As the 21st century proceeds, countries – particularly developing countries – will face a growing series of short-term shocks (economic crises, climate events, violent attacks, health epidemics, etc) and long-term trends (climate change, migration, economic restructuring, new technologies, etc).  In abstract terms, we know the solution: countries must become more resilient.

That is because resilience is defined as the ability of vulnerable systems – countries, regions, communities, value chains, organisations – to withstand, recover from, adapt to, and potentially transform amid change and uncertainty.  Resilience will therefore play a crucial role in the achievement of development outcomes.  It provides a holistic and long-term approach that is rising up the development agenda.

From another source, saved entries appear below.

PR #198, opened 2026-05-11
feat: per-step delayMs on flow steps

latekvo:
- Tool steps in a flow YAML may carry an optional `delayMs` that sleeps that long *before* the step runs; `flow-add-step` exposes the same field.
- New `longRunning?: boolean` field on `ToolDefinition`; when set, the MCP fetch wrapper bypasses its 30s per-request timeout (`fetchTimeoutMs: null`) so long invocations aren't aborted. `run-sequence` and `flow-execute` opt in.

### DIFF
--- a/packages/tool-server/src/tools/flows/flow-add-step.ts
+++ b/packages/tool-server/src/tools/flows/flow-add-step.ts
@@ -1,6 +1,6 @@
 import { z } from "zod";
 import type { Registry, ToolDefinition } from "@argent/registry";
-import { getFlowPath, getActiveFlow, appendStep } from "./flow-utils";
+import { getFlowPath, getActiveFlow, appendStep, type FlowStep } from "./flow-utils";
 
 const zodSchema = z.object({
   command: z.string().describe('MCP tool name (e.g. "tap", "screenshot", "launch-app")'),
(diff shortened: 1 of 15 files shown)


packages/tool-server/src/tools/flows/flow-add-step.ts
```diff
@@ -10,6 +10,12 @@ const zodSchema = z.object({
     .describe(
       'Tool arguments as a JSON string, e.g. \'{"udid": "ABC", "x": 0.5, "y": 0.3}\'. Omit for tools with no arguments.'
     ),
+  delayMs: z
+    .number()
+    .int()
+    .min(0)
+    .optional()
+    .describe("Milliseconds to sleep before executing this step during replay."),
```
latekvo, line 18: For `run-sequence`, the delay is *after* each tool, as in case of `run-sequence` the agent **anticipates** the required delays for each of the tools.

In case of `flow-add-step`, the delays **have to** be "before executing this step", as the required delay (if there is any necessary) is **observed**, not anticipated .

pFornagiel:
Looks alright, but skill update or tool description in the MCP would be nice for agent

latekvo:
> skill update or tool description

yep, missed that - done in [41a0e21](https://github.com/software-mansion/argent/pull/198/commits/41a0e21695cdf4340e6d593ce2e5eede8e9a4e00)

pFornagiel (approved):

That is the theory.  The challenge arises in practice: there are few credible guides that activists and researchers can follow which explain what resilience is, how to apply resilience metrics, and how to use those metrics to shape action.  The University of Manchester has therefore developed RABIT: the Resilience Assessment Benchmarking and Impact Toolkit.

To understand resilience, RABIT identifies nine attributes – or sub-properties – of resilience.  Three are primary foundations of resilience: robustness, self-organisation, learning.  Six are secondary enablers of resilience: redundancy, rapidity, scale, diversity, flexibility, equality.  The stronger these are in a community, the more resilient it will be[1].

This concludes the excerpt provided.